### Prompt
Collect from the data below each line with "this".

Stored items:
◇ ◇ ◇ ◇ ◇
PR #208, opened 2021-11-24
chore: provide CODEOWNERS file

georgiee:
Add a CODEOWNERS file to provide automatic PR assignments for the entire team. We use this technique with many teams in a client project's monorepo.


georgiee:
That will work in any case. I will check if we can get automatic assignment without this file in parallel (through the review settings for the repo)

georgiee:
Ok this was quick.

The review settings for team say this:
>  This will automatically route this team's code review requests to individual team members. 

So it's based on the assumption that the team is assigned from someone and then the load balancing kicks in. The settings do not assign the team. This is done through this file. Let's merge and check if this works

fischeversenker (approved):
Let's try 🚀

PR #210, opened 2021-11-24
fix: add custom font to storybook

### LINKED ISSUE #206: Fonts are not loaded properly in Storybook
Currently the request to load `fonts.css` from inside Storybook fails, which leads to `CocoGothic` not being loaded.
◇ ◇ ◇ ◇ ◇
### Written answer
Add a CODEOWNERS file to provide automatic PR assignments for the entire team. We use this technique with many teams in a client project's monorepo.
That will work in any case. I will check if we can get automatic assignment without this file in parallel (through the review settings for the repo)
Ok this was quick.
The review settings for team say this:
>  This will automatically route this team's code review requests to individual team members. 
So it's based on the assumption that the team is assigned from someone and then the load balancing kicks in. The settings do not assign the team. This is done through this file. Let's merge and check if this works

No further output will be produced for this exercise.